Section 1.02. Other Definitions.
Defined in
Term Section
---- -------
"Acceleration Notice".......................................6.02
"Affiliate Transaction".....................................4.14
"Allocable Excess Proceeds".................................4.12
"Asset Sale Offer"..........................................4.12
"Authentication Order"......................................2.02
"Benefited Party"...........................................9.01
"Change of Control Offer"...................................4.17
"Event of Default"..........................................6.01
"Excess Proceeds"...........................................4.12
"Exchange Date".............................................2.06
"Future Subsidiary Guarantor"...............................9.03
"Future Subsidiary Guarantor Pledgor"......................10.02
"losses"...................................................7.07
"Offer Amount"..............................................3.09
"Offer Period"..............................................3.09
"Offer to Purchase".........................................3.09
"Paying Agent"..............................................2.03
"Purchase Date".............................................3.09
"Purchase Price"............................................3.09
"Registrar".................................................2.03
"Repurchase Date"...........................................3.10
"Repurchase Notice".........................................3.10
"Security Register".........................................2.03
"Subsidiary Guarantor Pledgor".............................10.02
Section 1.03. Rules of Construction.
(a) Unless the context otherwise requires:
(i) a term has the meaning assigned to it;
23
(ii) an accounting term not otherwise defined herein has the
meaning assigned to it in accordance with GAAP;
(iii) "or" is not exclusive;
(iv) words in the singular include the plural, and in the
plural include the singular;
(v) all references in this instrument to "Articles,"
"Sections" and other subdivisions are to the designated Articles, Sections
and subdivisions of this instrument as originally executed;
(vi) the words "herein," "hereof" and "hereunder" and other
words of similar import refer to this Indenture as a whole and not to any
particular Article, Section or other subdivision.
(vii) "including" means "including without limitation;"
(viii) provisions apply to successive events and transactions;
and
(ix) references to sections of or rules under the Securities
Act or the Exchange Act shall be deemed to include substitute, replacement
or successor sections or rules adopted by the Commission from time to time
thereunder.
ARTICLE II
THE NOTES
Section 2.01 Form and Dating.
(a) General.

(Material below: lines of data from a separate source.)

PR #1081, opened 2024-02-15
adding domain to solid mechanics custom boundary integral

kswartz92:
I need to apply a Robin b.c. to a particular boundary attribute so it would be convenient to apply the custom boundary integral to a `serac::Domain`. This PR is very similar to the changes in #1075.


jamiebramwell (approved):
Sorry I left this one waiting. Thanks @kswartz92 !

jamiebramwell:
@samuelpmishLLNL @btalamini Any comments on this one?

src/serac/physics/tests/solid_robin_condition.cpp
```diff
@@ -74,13 +74,22 @@ void functional_solid_test_robin_condition()
...
   // clang-format off
+  Domain robinDomain = Domain::ofBoundaryElements(StateManager::mesh(mesh_tag), 
+    [](std::vector<serac::tensor<double, dim>> X, int) {
+      bool inDomain = false;
+      for (const auto& p : X) {
+        if (p[0]<0.01) {
+          inDomain = true;
+        }
+      }
+      return inDomain;
```
samuelpmishLLNL:
```suggestion
      for (const auto& point : X) {
        if (point[0]<0.01) { return true; }
      }
      return false;
```

samuelpmishLLNL (approved):
sorry I forgot about this one, it looks good to me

The Notes and the Trustee's certificate of
authentication shall be substantially in the form included in Exhibit A hereto,
which is hereby incorporated in and expressly made part of this Indenture. The
Notes may have notations, legends or endorsements required by law, exchange rule
or usage in addition to those set forth on Exhibit A. Each Note shall be dated
the date of its authentication. The Notes shall be in denominations of $1,000
and integral multiples thereof. The terms and provisions contained in the Notes
shall constitute a part of this Indenture and the Company, the Subsidiary
Guarantor and the Trustee, by their execution and delivery of this Indenture,
expressly agree to such terms and provisions and to be bound thereby. To the
extent any provision of any Note conflicts with the express provisions of this
Indenture, the provisions of this Indenture shall govern and be controlling.

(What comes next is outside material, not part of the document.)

PR #1086, opened 2024-02-29
Dynamic history in memory

jamiebramwell:
This PR optionally saves the transient history information in memory instead of writing and reading from disk. The disk IO option was causing significant slowdowns on parallel file systems.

(b) Form of Notes. Notes shall be issued initially in global form
and shall be substantially in the form of Exhibit A attached hereto (including
the Global Note Legend thereon and the "Schedule of Exchanges of Interests in
the Global Note" attached thereto). Notes issued in definitive form shall be
substantially in the form of Exhibit A attached hereto (but without the Global
Note Legend thereon and without the "Schedule of Exchanges of Interests in the
Global Note" attached thereto). Each Global Note shall represent such aggregate
principal amount of the outstanding Notes as shall be specified therein and each
shall provide that it shall represent the aggregate principal amount of
outstanding Notes from time to time endorsed thereon and that the aggregate
principal amount of outstanding Notes represented thereby may from time to time
be reduced or increased, as appropriate, to reflect exchanges and redemptions
and transfers of interests therein. Any endorsement of a Global Note to reflect
the amount of any increase or decrease in the aggregate principal amount of
outstanding Notes represented thereby shall be made by the Trustee or the
Registrar, at the direction of the Trustee, in accordance with instructions
given by the Holder thereof as required by Section 2.06 hereof.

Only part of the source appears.